Before diving in, let’s clarify what ‘Digital Transformation’ really means in plain terms:
In simple terms, a Digital Transformation project is any project where a company uses technology to improve its business, whether that's delivering faster service, making smarter decisions, reducing manual work, or creating a better customer experience. It could be as complex as migrating to a cloud-based system or as focused as implementing a better scheduling tool. A digital transformation project is strategic when it directly supports business outcomes, not just technical upgrades.
Despite billions invested globally in digital transformation, many organizations still struggle to realize meaningful business value from their initiatives. While it is tempting to blame the technology, most failures are far less related to the tools and far more connected to the lack of clarity, alignment, and leadership.
This article explores five of the most common obstacles derailing digital projects and introduces a proven framework—Gleicher’s Formula for Change—that can dramatically improve execution and outcomes.
The Real Challenges Behind Failed Digital Transformation Projects
1. Unclear Business Benefits
Digital projects often start with technical enthusiasm but fail to define how they will create business value. When teams don’t understand the "why" behind an initiative, motivation weakens, adoption slows, and stakeholders disengage. Simply put, if the benefits aren’t clear, they won’t be realized.
Real-World Example: A healthcare provider implemented an expensive electronic health records (EHR) system without effectively communicating how it would reduce patient wait times or improve care coordination. Staff perceived it as "extra work," not a benefit—leading to resistance and underutilization.
2. Undefined or Vague Outcomes
Phrases like "digital transformation" or "modernization" are too broad to drive action. Without specific, measurable outcomes, tracking progress or declaring success becomes impossible. Teams are left chasing a moving target—if they even know what they’re chasing at all.
Real-World Example: A mid-sized manufacturer invested in IoT sensors for their equipment, but never defined what "success" looked like. The project lost momentum after a few months, leaving teams unsure about which data to prioritize or how to act on insights.
3. Overly Broad Scope
Ambitious visions often lead to inflated project scopes. Organizations strive to change everything at once, resulting in minimal delivery. Big-picture thinking is critical, but without phased and focused execution, the effort collapses under its own weight.

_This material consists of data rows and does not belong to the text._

Issue #1827, opened 2026-02-26
Incompatible heapless version used to initialize embassy-net static configuration


nponsard:
### Summary

The version of embassy-net we use is using heapless v0.8.0, using heapless v0.9.1 breaks the type compatibility in `src/ariel-os-embassy/src/net.rs:249:26`. 

To reproduce the issue, you can run

```
laze -C examples/tcp-client/ build -b nrf52840dk -s ipv6   
```

### Relevant log output

```shell
   Compiling ariel-os-embassy v0.3.0 (/tmp/4133/ariel-os/src/ariel-os-embassy)
error[E0308]: mismatched types
   --> src/ariel-os-embassy/src/net.rs:249:26
    |
249 |             dns_servers: heapless::Vec::new(),
    |                          ^^^^^^^^^^^^^^^^^^^^ expected `Vec<Ipv6Address, 3>`, found `VecInner<_, _, ...>`
    |
    = note: expected struct `heapless::vec::Vec<Ipv6Addr, 3>`
               found struct `VecInner<_, _, vec::storage::VecStorageInner<[MaybeUninit<_>; _]>>`

```

### Would you like to work on fixing this bug?

Maybe

chrysn:
To test in https://github.com/ariel-os/ariel-os/pull/1197#issuecomment-3966250890, I successfully used (until unrelated trouble stopped the test):

```patch
diff --git a/src/ariel-os-embassy/src/net.rs b/src/ariel-os-embassy/src/net.rs
index 08b40b39..90b15c63 100644
--- a/src/ariel-os-embassy/src/net.rs
+++ b/src/ariel-os-embassy/src/net.rs
@@ -252 +252 @@ fn __ariel_os_network_config() -> embassy_net::Config {
-            dns_servers: heapless::Vec::new(),
+            dns_servers: Default::default(),
```

nponsard:
This also shows that the `__ariel_os_network_config()` function doesn't get built by the CI.

kaspar030:
We just bumped this in #1318.

anlavandier:
The question is do we downgrade back to v0.8.0 or do we apply chrysn patch ?

anlavandier:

Real-World Example: A retail chain carried out a total digital transformation—updating POS systems, online ordering, inventory management, and customer loyalty programs all at once. Overpowered by the complexity, the project came to a halt halfway through, with none of the systems fully in place.
4. Lack of Business Stakeholder Involvement
Digital initiatives led exclusively by IT often fall short. Business unit leaders must co-own the process to ensure the solution meets real-world needs. Without cross-functional collaboration, the result is frequently a technically sound solution that no one uses.
Real-World Example: An insurance company launched a customer self-service portal developed entirely by its IT department. By not involving customer service reps in the planning, key features were overlooked, and users continued to call support, rendering the portal ineffective.
Many CIOs and technical leaders struggle to influence C-level executives. If IT cannot speak the language of business—connecting initiatives to growth, cost savings, or competitive advantage—then digital efforts are sidelined as "tech projects" rather than strategic investments.
Real-World Example: A CIO presented a cloud migration initiative using only technical specifications and infrastructure diagrams. The CFO did not see the business case, leading to the project’s deprioritization in favor of more "tangible" investments.
Introducing Gleicher’s Formula for Change
One of the most useful frameworks for driving successful organizational change is Gleicher’s Formula:
D x V x F > R
Where:
D = Dissatisfaction with the current state
V = Vision for the future
F = First concrete steps
R = Resistance to change
The formula illustrates that meaningful change occurs only when dissatisfaction, vision, and first steps are all present and strong enough to overcome resistance. Importantly, since these elements are multiplied, if any one is missing (or weak), the equation collapses.
Applying Gleicher’s Formula to IT Initiatives
Here’s how IT leaders can use this model to improve project outcomes:
Bridging the Gap Between IT and the Business
To lead successful strategic enablement efforts, CIOs and IT teams must elevate their presence and perspective:
· Shift from being technology implementers to business enablers.
· Speak in terms of value, outcomes, and strategy—not just systems and specifications.
· Involve business unit leaders early to ensure alignment throughout execution.
When IT leads with empathy, clarity, and commercial awareness, it becomes a strategic driver of innovation and growth.
Conclusion
Digital initiatives don’t fail due to poor technology—they fail because of unclear value, misaligned execution, and weak collaboration.
By using a framework such as Gleicher’s Formula for Change, IT leaders can establish the conditions for success: a compelling reason for change, a clear vision, practical first steps, and a strategy for overcoming resistance.
In today’s environment, clarity and collaboration are essential—they’re the cornerstones of every successful strategic enablement effort.